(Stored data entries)
'''

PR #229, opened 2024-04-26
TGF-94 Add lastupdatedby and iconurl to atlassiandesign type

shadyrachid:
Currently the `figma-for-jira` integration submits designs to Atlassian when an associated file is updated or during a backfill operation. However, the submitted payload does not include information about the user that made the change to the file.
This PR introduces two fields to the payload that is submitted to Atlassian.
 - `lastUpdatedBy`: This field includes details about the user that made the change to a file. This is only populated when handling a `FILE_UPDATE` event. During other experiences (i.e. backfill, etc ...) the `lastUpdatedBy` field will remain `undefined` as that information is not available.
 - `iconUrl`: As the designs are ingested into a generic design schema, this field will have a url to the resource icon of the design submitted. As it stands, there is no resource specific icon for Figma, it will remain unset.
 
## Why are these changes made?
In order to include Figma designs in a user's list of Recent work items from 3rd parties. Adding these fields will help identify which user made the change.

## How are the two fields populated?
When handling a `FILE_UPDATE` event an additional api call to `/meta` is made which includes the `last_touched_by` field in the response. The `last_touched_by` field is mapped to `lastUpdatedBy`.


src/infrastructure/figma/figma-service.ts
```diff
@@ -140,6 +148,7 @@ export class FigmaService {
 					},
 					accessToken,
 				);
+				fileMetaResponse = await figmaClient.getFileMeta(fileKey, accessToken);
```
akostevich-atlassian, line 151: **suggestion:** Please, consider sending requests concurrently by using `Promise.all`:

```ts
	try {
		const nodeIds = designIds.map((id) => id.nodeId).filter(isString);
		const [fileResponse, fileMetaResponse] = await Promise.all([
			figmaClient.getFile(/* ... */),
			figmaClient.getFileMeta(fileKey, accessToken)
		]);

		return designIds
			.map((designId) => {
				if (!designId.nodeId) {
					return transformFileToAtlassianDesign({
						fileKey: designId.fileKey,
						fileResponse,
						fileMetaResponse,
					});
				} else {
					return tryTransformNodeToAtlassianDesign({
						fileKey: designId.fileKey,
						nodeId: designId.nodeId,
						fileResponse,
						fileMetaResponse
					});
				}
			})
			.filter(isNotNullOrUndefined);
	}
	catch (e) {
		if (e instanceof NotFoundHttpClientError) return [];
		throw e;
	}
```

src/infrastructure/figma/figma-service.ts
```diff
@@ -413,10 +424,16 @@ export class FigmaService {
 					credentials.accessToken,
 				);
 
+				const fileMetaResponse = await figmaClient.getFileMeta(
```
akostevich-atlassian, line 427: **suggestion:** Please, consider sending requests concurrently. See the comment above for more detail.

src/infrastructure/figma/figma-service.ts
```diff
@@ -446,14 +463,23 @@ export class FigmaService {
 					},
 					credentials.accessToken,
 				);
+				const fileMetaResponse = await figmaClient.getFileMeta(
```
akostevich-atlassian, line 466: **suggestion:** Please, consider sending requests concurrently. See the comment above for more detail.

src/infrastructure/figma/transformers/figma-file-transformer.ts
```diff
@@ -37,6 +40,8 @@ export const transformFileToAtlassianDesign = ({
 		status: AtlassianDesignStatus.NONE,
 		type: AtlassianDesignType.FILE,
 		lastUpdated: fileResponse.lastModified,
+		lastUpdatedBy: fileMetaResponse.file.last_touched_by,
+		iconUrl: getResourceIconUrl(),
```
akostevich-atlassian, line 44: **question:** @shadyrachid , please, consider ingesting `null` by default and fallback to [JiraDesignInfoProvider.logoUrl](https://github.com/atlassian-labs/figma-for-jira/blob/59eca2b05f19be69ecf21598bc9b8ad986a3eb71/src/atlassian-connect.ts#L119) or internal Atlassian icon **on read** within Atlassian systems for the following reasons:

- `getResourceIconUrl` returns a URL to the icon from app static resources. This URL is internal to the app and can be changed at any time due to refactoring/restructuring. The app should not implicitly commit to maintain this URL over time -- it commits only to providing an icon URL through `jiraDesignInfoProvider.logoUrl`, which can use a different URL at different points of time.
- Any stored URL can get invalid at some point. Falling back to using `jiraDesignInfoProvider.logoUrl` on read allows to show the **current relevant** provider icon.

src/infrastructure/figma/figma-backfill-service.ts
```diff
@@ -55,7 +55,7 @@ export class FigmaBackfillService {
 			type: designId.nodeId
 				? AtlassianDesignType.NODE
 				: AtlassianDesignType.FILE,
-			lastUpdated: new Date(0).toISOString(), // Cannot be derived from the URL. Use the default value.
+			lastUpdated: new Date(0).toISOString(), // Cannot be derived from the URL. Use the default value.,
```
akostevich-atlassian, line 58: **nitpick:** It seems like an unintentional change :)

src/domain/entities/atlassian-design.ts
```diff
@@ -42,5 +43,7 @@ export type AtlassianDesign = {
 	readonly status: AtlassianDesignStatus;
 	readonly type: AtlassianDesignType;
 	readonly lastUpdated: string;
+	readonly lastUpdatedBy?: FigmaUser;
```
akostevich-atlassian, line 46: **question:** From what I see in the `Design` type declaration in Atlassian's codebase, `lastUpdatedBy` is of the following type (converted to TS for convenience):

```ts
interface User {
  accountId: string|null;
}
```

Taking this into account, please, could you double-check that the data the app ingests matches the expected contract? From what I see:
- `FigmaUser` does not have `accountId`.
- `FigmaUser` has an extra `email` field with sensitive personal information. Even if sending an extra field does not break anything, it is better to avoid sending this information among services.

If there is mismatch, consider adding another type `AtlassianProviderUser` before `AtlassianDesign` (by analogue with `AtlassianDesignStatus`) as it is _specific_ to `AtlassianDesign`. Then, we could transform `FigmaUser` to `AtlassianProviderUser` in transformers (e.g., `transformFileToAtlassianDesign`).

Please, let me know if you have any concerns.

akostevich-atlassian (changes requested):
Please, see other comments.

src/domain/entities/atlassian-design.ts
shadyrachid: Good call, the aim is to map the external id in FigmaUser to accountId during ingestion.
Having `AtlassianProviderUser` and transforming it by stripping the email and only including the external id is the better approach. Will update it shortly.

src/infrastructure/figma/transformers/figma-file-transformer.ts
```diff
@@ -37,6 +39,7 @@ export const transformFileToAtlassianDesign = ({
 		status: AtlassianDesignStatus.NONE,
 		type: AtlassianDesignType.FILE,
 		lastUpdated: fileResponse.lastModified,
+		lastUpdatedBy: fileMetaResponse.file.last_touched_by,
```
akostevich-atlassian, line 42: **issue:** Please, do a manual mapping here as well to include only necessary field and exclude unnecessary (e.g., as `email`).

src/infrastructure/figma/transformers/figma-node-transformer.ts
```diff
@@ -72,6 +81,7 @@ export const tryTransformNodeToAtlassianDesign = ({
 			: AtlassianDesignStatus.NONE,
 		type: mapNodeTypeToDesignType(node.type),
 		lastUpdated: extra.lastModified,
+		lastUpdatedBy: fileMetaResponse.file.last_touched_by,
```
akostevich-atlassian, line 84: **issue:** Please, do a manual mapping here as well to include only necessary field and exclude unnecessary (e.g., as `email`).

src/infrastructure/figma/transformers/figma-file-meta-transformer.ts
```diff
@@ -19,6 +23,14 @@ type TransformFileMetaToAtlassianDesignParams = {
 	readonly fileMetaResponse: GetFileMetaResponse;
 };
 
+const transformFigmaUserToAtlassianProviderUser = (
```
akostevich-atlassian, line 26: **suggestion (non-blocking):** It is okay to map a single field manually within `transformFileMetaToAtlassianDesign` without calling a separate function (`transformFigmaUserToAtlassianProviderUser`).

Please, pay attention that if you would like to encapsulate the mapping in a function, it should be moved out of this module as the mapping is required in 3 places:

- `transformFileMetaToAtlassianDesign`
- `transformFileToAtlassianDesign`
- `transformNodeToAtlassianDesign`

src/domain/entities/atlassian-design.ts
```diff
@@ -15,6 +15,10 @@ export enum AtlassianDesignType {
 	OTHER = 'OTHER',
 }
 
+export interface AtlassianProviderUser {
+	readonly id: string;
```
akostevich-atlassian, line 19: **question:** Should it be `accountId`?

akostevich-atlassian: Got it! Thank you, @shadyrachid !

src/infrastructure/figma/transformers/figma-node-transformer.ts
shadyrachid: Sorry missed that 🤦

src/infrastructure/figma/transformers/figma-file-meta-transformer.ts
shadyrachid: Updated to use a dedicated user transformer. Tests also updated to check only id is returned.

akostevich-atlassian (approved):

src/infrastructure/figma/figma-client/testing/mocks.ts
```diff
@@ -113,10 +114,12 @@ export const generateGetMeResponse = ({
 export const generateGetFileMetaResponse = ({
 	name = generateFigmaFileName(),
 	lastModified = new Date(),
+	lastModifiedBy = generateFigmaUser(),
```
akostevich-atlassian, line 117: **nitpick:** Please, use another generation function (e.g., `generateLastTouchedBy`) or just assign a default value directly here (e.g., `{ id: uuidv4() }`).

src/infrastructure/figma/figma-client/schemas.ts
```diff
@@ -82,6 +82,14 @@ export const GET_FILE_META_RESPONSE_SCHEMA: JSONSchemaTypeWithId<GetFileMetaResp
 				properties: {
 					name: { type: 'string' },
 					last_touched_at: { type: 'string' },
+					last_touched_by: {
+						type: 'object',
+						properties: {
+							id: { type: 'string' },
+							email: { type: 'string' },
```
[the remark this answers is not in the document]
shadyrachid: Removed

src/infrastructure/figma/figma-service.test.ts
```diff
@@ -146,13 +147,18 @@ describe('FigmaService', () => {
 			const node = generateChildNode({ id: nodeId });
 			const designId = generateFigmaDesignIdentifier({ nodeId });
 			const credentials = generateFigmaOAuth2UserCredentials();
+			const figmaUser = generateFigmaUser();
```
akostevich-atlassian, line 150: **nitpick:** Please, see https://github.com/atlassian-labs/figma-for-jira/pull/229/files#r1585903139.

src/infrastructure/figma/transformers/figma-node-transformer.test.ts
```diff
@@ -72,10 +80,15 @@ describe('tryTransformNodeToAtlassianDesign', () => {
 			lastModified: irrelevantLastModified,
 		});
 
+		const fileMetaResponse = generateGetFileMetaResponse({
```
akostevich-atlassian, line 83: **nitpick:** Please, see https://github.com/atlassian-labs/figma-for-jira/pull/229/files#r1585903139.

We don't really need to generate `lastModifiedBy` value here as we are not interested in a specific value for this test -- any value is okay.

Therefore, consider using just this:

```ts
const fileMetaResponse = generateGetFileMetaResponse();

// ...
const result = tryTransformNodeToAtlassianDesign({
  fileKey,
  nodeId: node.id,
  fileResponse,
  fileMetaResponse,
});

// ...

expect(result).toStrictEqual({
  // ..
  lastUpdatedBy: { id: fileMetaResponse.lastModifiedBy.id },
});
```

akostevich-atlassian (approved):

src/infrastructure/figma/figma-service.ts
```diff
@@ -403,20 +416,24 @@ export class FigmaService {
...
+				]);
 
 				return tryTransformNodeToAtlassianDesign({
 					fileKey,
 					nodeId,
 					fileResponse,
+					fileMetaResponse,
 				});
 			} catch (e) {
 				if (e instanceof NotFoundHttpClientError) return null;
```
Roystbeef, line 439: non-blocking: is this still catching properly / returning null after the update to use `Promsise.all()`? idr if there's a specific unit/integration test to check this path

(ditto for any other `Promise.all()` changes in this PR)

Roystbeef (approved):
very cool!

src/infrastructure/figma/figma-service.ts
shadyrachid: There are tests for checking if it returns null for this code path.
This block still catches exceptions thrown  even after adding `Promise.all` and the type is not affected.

'''

→ **Work to be completed**
Go through the records above and copy every line holding the word "necessary".

→ **Solution for this exercise**
akostevich-atlassian, line 42: **issue:** Please, do a manual mapping here as well to include only necessary field and exclude unnecessary (e.g., as `email`).
akostevich-atlassian, line 84: **issue:** Please, do a manual mapping here as well to include only necessary field and exclude unnecessary (e.g., as `email`).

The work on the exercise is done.